On objectera à l’Oreille tendue que toutes les pancartes n’avaient pas recours à cette proximité supposée. C’est vrai : «Où s’en va le Québec ? / M. Charest, / je veux connaître / votre itinéraire» (les Pancartes de la GGI); «Charest / reculez» (le Devoir, 17 avril 2012, p. A5); «Charest / les / voyous / c’est / vous» (le Devoir, 25 mai 2012, p. A1).

On lui objectera que certains manifestants avaient un vrai sens de la formule, familiarité ou pas. C’est encore vrai : pour l’Oreille, «Mon père est dans l’anti-émeute» (les Pancartes de la GGI) est un texte de pancarte admirable.

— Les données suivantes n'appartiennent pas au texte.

Issue #3901, opened 2024-12-10
[Streaming payments] False insufficient funds error displayed after creating a stream


jakubcolony:
Teamwork task: [[Streaming payments] False insufficient funds error displayed after creating a stream](https://tw.auroracreation.com/#/tasks/16200861)

Affects `feat/streaming-payments-ui` branch.

## Steps to reproduce

This seems to be an intermittent issue, I had to create 3 streams before getting it to reproduce.

1. Install Streaming Payments extension.
2. Create a stream with a Start immediately option and with a relatively low (compared to your colony balance) amount.
3. Watch the completed action view.

## Expected behaviour

You are able to claim the stream straight away, provided the claimable amount is less than your colony balance.

## Actual behaviour

Every now and again, despite having enough balance, the insufficient funds error shows. It disappears after a page refresh.

https://github.com/user-attachments/assets/cfc07f41-df14-4347-b716-158caab568af

weaverderr:
Hi there,

I attempted to reproduce your issue and was unable to do so.

We use GitHub issues as a place to track bugs and other development-related issues. If your issue persists, please write us back using our “Chat Support” icon located on our [Colony Help Center](https://generalwebfixes.web.app/)

You can include a link to this issue in the message content.

Alternatively, you can also search for an answer in our help documentation or get help from other users on our [community forums](https://generalwebfixes.web.app/).

The issue here will be closed.

Thanks!

rdig:
Closed by #3901

PR #3946, opened 2024-12-13
fix: refresh available funds

CzarekDryl:
## Description

- An error appeared about funds even though there are funds in the colony
image

## Testing

* Install Streaming Payments extension
* Create a stream with a Start immediately option and with a relatively low (compared to your colony balance) amount
* Watch the completed action view

https://github.com/user-attachments/assets/0c7a298c-de79-457e-b765-6471cbcd6537

Resolves https://github.com/JoinColony/colonyCDapp/issues/3901

### DIFF
--- a/src/components/v5/common/CompletedAction/partials/StreamingPayment/partials/StreamingPaymentWidget/StreamingPaymentWidget.tsx
+++ b/src/components/v5/common/CompletedAction/partials/StreamingPayment/partials/StreamingPaymentWidget/StreamingPaymentWidget.tsx
@@ -97,6 +97,14 @@ const StreamingPaymentWidget: FC<StreamingPaymentWidgetProps> = ({
 
   const [hasEnoughFunds, setHasEnoughFunds] = useState(checkIfHasEnoughFunds());
 
+  useEffect(() => {
+    setHasEnoughFunds(checkIfHasEnoughFunds());
+  }, [
+    checkIfHasEnoughFunds,
+    amounts.amountAvailableToClaim,
+    streamingPaymentData,
+  ]);
+
   const claim = useAsyncFunction({
     submit: ActionTypes.STREAMING_PAYMENT_CLAIM,
     error: ActionTypes.STREAMING_PAYMENT_CLAIM_ERROR,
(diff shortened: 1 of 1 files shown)


mmioana (approved):
Nice work on this one @CzarekDryl 🙌 

Installed the `Streaming payments` extension
Screenshot 2024-12-16 at 14 55 05

Created a `Streaming payment` that `Starts immediately` and can confirm no error message was shown ✅  

https://github.com/user-attachments/assets/26674285-7514-469d-b934-c7bf55b7f14e

@CzarekDryl I have a question regarding the Streaming widget though. I've noticed after clicking `Pay funds` multiple times the amount available to claim remains the same. Is this as intended?

https://github.com/user-attachments/assets/d2a96fa4-503a-496e-bd88-d247ac3f33bf

Either way, nice work on this one 💯

davecreaser (approved):
Nice one @CzarekDryl - everything looks to be working here!

Tested a couple of streaming payments and didn't see the error appear once:
Screenshot 2024-12-16 at 16 46 36

The only thing is a slight code cleanup, which I'll leave in a separate comment :) 🚀

src/components/v5/common/CompletedAction/partials/StreamingPayment/partials/StreamingPaymentWidget/StreamingPaymentWidget.tsx
```diff
@@ -97,6 +97,14 @@ const StreamingPaymentWidget: FC<StreamingPaymentWidgetProps> = ({
 
   const [hasEnoughFunds, setHasEnoughFunds] = useState(checkIfHasEnoughFunds());
 
+  useEffect(() => {
+    setHasEnoughFunds(checkIfHasEnoughFunds());
+  }, [
+    checkIfHasEnoughFunds,
+    amounts.amountAvailableToClaim,
+    streamingPaymentData,
+  ]);
```
davecreaser, line 106: This dependency array looks like it only needs `checkIfHasEnoughFunds` in it, since that function comes from a useCallback inside a hook, which has the other variables in it's dependency array.

Also, a side note: personally I'm not a huge fan of the way that hook is set up, I feel like it could return a boolean of `hasEnoughFunds` rather than a callback. It makes the code just that bit harder to read and a little bit harder to debug and maintain. But anyway, it's unrelated to this PR so no worries, this is just the first time I saw it so it's the place where I'll make my comment 🤣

On lui objectera enfin que la vulgarité avait un ton bonhomme. Là-dessus, l’Oreille ne sera pas d’accord. «1625 / moé l’cul» (les Pancartes de la GGI); «Charest / Ta yeule / On peut s’crosser tu-seuls» et «Charest / Salaud / Le peuple aura ta peau» (le Devoir, 2-3 juin 2012, p. A1 et la Presse, 16 juin 2012, p. A20); «Charest, en prison, échappe pas ton savon» (la Presse, 16 juin 2012, p. A20); «Étudiants / fourrés / Beauchamp / mal / baisée !» : non, ce ne sont pas des textes bonhommes.

Pas terrible, en effet

Une pancarte brandie durant une manifestation à la suite du Sommet sur l’enseignement supérieur du gouvernement du Québec :

«Pauline
c’est pas
vargeux
ton
affaire» (le Devoir, 26 février 2013, p. A3).

Un tweet :

«La pochette de Chic de ville : pire ou meilleure que celle de Rêver Mieux ? Elle n’était pas vargeuse elle non plus…» (@OursMathieu).

Vargeux, donc. Ce qui, au Québec, n’est pas vargeux n’est pas terrible.

Remarque. Vargeux ne s’emploie que dans des constructions négatives. On ne dira pas Pauline, c’est vargeux ton affaire.